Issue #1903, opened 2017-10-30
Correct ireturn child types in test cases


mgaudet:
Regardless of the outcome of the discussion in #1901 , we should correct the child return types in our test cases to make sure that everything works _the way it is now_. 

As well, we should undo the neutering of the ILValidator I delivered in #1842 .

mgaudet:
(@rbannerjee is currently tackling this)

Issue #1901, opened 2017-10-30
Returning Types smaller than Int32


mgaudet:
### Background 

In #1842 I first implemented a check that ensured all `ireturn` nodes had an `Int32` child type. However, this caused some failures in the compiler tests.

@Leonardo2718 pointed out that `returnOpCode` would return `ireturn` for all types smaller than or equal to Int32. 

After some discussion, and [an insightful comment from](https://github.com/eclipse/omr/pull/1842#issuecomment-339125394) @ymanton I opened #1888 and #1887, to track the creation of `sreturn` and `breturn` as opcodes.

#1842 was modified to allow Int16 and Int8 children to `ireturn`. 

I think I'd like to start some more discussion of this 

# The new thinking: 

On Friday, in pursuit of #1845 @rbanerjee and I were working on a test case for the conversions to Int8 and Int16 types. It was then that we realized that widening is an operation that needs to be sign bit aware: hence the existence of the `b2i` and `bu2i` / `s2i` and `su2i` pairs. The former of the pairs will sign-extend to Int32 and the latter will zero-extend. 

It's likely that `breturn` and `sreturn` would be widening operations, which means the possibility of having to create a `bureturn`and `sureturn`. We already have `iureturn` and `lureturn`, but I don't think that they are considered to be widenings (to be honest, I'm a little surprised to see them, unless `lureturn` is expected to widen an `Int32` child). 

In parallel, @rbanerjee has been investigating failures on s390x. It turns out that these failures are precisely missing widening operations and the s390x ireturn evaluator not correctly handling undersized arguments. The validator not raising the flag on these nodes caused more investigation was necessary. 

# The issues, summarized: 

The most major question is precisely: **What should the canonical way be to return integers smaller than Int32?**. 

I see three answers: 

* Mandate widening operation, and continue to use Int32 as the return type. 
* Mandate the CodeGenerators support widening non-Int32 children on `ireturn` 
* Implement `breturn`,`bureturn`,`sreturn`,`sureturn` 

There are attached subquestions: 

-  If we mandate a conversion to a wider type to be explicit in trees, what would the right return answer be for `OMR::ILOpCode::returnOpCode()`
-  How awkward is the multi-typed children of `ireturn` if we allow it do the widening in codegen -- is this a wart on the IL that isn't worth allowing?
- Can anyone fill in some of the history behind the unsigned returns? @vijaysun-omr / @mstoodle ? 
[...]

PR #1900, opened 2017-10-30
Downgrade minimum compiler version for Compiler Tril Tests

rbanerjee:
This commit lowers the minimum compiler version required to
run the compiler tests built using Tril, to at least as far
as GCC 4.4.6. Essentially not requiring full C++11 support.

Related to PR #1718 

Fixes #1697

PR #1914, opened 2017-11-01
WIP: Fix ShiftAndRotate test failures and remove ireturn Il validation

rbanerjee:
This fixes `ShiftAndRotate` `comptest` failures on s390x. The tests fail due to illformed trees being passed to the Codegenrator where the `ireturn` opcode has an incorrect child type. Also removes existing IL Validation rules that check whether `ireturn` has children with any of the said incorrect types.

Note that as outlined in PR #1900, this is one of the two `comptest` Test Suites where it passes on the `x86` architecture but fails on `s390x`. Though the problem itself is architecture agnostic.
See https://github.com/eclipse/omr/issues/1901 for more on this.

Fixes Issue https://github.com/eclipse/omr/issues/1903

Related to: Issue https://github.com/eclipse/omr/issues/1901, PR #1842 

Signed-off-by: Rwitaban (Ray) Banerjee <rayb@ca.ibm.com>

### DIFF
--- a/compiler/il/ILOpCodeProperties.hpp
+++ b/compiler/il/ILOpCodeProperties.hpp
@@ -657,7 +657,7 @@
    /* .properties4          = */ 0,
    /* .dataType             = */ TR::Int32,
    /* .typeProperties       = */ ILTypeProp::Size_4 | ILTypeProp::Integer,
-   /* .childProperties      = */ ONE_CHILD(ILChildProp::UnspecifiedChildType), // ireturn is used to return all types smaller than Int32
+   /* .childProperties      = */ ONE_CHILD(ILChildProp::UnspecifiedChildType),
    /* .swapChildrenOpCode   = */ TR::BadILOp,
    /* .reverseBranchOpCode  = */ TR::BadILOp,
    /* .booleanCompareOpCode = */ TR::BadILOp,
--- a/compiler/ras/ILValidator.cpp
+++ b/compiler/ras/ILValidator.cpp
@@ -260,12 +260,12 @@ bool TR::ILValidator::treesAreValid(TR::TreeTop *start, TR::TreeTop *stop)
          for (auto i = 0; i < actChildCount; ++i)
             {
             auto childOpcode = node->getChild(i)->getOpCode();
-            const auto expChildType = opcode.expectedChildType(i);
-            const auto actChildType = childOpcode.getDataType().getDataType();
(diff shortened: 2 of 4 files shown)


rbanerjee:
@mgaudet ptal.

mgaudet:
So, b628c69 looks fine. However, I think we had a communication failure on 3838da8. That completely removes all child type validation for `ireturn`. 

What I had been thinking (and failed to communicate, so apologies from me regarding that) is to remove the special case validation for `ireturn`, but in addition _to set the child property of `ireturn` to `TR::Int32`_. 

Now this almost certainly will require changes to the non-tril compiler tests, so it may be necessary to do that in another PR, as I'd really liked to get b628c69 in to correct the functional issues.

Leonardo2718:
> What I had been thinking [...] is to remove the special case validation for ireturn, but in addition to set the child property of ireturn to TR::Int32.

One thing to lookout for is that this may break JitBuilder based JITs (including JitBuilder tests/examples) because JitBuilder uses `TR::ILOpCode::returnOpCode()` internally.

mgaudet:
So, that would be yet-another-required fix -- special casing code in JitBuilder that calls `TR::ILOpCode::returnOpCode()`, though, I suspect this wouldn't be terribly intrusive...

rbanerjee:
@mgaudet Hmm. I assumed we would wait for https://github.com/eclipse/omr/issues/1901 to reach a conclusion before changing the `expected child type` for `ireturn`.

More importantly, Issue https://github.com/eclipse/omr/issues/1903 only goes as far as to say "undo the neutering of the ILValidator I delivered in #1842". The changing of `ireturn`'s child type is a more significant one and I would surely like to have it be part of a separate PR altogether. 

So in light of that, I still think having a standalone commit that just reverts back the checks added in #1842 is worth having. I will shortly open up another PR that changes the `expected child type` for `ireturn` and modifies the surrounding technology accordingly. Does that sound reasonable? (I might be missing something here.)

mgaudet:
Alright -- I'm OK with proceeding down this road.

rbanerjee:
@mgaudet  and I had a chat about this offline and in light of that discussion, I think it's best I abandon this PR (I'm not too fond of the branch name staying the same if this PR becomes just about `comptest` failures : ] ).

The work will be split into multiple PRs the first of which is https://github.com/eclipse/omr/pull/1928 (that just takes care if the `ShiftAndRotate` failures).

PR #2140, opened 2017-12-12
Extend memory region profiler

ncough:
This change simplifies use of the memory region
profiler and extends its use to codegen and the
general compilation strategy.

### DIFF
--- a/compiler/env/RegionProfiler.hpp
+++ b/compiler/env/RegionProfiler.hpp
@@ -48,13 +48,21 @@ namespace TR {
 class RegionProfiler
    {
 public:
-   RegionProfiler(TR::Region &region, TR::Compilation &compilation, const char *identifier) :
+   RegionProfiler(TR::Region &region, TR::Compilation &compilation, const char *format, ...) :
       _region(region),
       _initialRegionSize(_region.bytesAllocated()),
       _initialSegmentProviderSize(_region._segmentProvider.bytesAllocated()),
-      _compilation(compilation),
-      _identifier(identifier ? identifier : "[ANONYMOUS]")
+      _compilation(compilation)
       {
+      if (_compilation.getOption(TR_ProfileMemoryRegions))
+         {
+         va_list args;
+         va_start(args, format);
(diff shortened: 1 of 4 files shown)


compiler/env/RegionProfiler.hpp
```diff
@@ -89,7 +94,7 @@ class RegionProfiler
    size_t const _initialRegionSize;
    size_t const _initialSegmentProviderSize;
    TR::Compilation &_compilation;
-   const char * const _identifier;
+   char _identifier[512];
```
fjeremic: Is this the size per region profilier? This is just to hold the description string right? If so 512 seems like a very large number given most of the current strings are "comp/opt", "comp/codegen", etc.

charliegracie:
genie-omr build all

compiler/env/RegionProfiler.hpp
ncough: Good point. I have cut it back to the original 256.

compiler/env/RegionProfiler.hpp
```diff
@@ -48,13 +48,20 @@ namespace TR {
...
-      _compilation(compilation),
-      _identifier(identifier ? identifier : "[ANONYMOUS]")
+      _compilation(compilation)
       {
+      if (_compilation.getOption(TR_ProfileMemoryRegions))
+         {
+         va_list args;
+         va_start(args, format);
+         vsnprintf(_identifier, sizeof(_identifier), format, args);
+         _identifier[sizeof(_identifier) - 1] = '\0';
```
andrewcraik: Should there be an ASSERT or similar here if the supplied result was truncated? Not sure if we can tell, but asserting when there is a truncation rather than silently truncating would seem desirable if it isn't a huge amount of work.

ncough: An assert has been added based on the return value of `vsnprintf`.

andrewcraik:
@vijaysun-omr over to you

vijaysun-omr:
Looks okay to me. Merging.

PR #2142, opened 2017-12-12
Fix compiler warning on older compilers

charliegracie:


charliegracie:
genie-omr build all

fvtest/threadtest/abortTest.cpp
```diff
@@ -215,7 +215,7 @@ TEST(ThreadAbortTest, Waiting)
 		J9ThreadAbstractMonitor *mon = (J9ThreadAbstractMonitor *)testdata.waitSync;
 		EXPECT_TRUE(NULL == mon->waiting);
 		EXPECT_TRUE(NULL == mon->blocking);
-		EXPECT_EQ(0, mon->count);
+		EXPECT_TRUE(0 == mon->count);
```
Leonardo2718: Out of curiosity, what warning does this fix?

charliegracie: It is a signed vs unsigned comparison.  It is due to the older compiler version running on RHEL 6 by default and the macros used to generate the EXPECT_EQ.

> What the exercise asks
Going through the data above, return each line with the word "unsigned".

> Written answer
- Can anyone fill in some of the history behind the unsigned returns? @vijaysun-omr / @mstoodle ? 
charliegracie: It is a signed vs unsigned comparison.  It is due to the older compiler version running on RHEL 6 by default and the macros used to generate the EXPECT_EQ.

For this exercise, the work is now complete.